[Saved entries]
^^^^^^^^^^^^^^^^

PR #7401, opened 2024-08-20
Features: playlist priorities and request control

caturria:
**Fixes issue:**

N/A
**Proposed changes:**

Adds prioritization to scheduled playlists, as well as features for controlling when requests can be played.

# Playlists

* Adds 'priority' field to station_playlists table;
* When multiple playlists are available, only those with the highest priority are considered.
* When multiple playlists are available at same priority, they are shuffled based on weights as usual.

## Backward Compatibility

* The priority field is optional
* If none of a station's playlists have priority configured (as is the case with existing installations), the exact behaviour of prioritizing based on playlist type is maintained;
* Priority should be considered all or nothing (playlists with unset priority will be interpreted as 0, which could make them unreachable).

# Request Control

I implemented controls which can be used to restrict the types of requests which can be played and when. Not only does this help to maintain the format of a show (by delaying irrelevant requests), it is also an abuse mitigation: it prevents the request system from being used to obstruct playback of scheduled programming such as ads.

## Request Priority

* A 'request' priority field has been added to the station table;
* If unset, the original behaviour of allowing requests at all times is preserved;
* If set, requests remain in queue until such time as the currently available playlists are at or below request priority.

## Requests Follow Station Format

* Added a 'requests_follow_format' field to station table;
* If set, requests can only play when a playlist they belong to is chosen;
* This allows requests to be played in a manner that does not disrupt the feel of the station;
* When a playlist is chosen for playback, if a request for media on that playlist is queued, it will take precedence over the normal rotation of that playlist;
* Requests in this mode even respect weight rules.
 
# Notes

^^^^^^^^^^^^^^^^

Return exactly what appears above, from the first line of the entries to the line with "field is optional", inclusive.

PR #7401, opened 2024-08-20
Features: playlist priorities and request control

caturria:
**Fixes issue:**

N/A
**Proposed changes:**

Adds prioritization to scheduled playlists, as well as features for controlling when requests can be played.

# Playlists

* Adds 'priority' field to station_playlists table;
* When multiple playlists are available, only those with the highest priority are considered.
* When multiple playlists are available at same priority, they are shuffled based on weights as usual.

## Backward Compatibility

* The priority field is optional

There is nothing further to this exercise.